The history of Los Angeles is in large part the history of moving populations of people. The story of those journeys has often been told by people who study immigration, a process that even with the best intentions can obfuscate the individual voices of immigrants themselves.
This was the premise of a compelling assignment in “The History of Los Angeles,” a course in Interdisciplinary Studies and Urban Studies offered at Woodbury for the first time during the spring 2019 semester. Dr. Emily Bills, who taught the class, designed the assignment of collecting the stories of immigrants as a way to emphasize the importance of letting individuals tell their own histories while ensuring that students were highly vigilant about anonymity and gaining interviewee permission.
“I knew we had to be respectful of people’s privacy, particularly in the current political climate,” Dr. Bills stated. “And the precarious citizenship status evidenced in many of these stories bore that out.”
Students relayed the words shared by friends, family members, work colleagues, and even fellow Woodbury classmates who were brave enough to tell their stories with a starkness that resonated with students more than an article might.
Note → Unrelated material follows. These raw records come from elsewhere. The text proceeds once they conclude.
PR #695, opened 2015-04-01
support allow_nil with validates_presence_of

axlekb:


lib/shoulda/matchers/active_model/validate_presence_of_matcher.rb
```diff
@@ -57,6 +57,29 @@ module ActiveModel
       #
       # #### Qualifiers
       #
+      # ##### allow_nil
+      #
+      # Use `allow_nil` if you want to validate a `belongs_to` association but
```
mcmire: Does this have to be a `belongs_to`, can't it be any attribute?

I would use the same description we use for the other instances of `allow_nil`, which is:

> Use `allow_nil` to assert that the attribute allows nil.

lib/shoulda/matchers/active_model/validate_presence_of_matcher.rb
```diff
@@ -111,16 +134,28 @@ def validate_presence_of(attr)
...
+          @options = {}
+        end
+
         def with_message(message)
           @expected_message = message if message
           self
         end
 
+        def allow_nil(allow_nil = true)
+          @options[:allow_nil] = allow_nil
```
mcmire: While this makes more sense, I think currently in this file we use instance variables to store options, so let's do that.

Also, this qualifier doesn't tend to take an argument (`validate_inclusion_of` seems to be the only one that does this). Let's just leave it out for now, I might go through later and add in optional arguments for boolean qualifiers.

lib/shoulda/matchers/active_model/validate_presence_of_matcher.rb
```diff
@@ -111,16 +134,28 @@ def validate_presence_of(attr)
...
+          self
+        end
+
         def matches?(subject)
           super(subject)
           @expected_message ||= :blank
 
-          if secure_password_being_validated?
+          if @options[:allow_nil]
```
mcmire: Using an `elsif` here will make it so that we no longer check that the attribute is invalid with a blank value, and I think we still need that.

To make it so that we don't contradict ourselves when `allow_nil` is specified, instead of the `blank_value` method below returning `nil`, what if it returns an empty string?

spec/unit/shoulda/matchers/active_model/validate_presence_of_matcher_spec.rb
```diff
@@ -39,6 +39,23 @@
     end
   end
 
+  context 'a belongs_to association with a presence validation and allow_nil' do
```
mcmire: Again, it is necessary for this to be a `belongs_to` association? I realize that may be what you added this for, but I believe this can just be a normal attribute.

spec/unit/shoulda/matchers/active_model/validate_presence_of_matcher_spec.rb
```diff
@@ -39,6 +39,23 @@
...
+    it 'allows a nil value' do
+      if ::ActiveModel::VERSION::STRING.to_f >= 4.0
+        child = define_parent_and_child_belongs_to_allow_nil.new
+        expect(child).to validate_presence_of(:parent).allow_nil
+      end
+    end
+
+    def define_parent_and_child_belongs_to_allow_nil
```
mcmire: Instead of defining this method, can we put these things right in the test?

“I knew my friend for ten years,” Hayley FitzGerald says about her interview experience, which for lasted for over four hours, “but I never really knew what he went through.” Her essay told of his experience as a young child in Guatemala: his father’s physical violence, how at age five he was forced to work in the fields, and how he didn’t have shoes until the third grade. At age 15 he took control of his life and made the treacherous journey to the U.S. where, at an immigration detention center, he thought he would die from hunger and cold. He is now a nursing school graduate in Southern California and plans to give back to underserved communities.
This was only one of the many stories told by Los Angeles History students. None of the students had completed a project like this before but, for Sejal Bahety, it was the best way to start a class on L.A. history because it allowed students, particularly an international student like herself, to connect with local history through personal stories. Angel Escobar stated that these multiple perspectives were just as important to locals.
The project made them consider how, in a city of immigrants, many people have stories to tell, that those stories that are still vivid parts of their identity, and how identity can be in a constant state of transformation.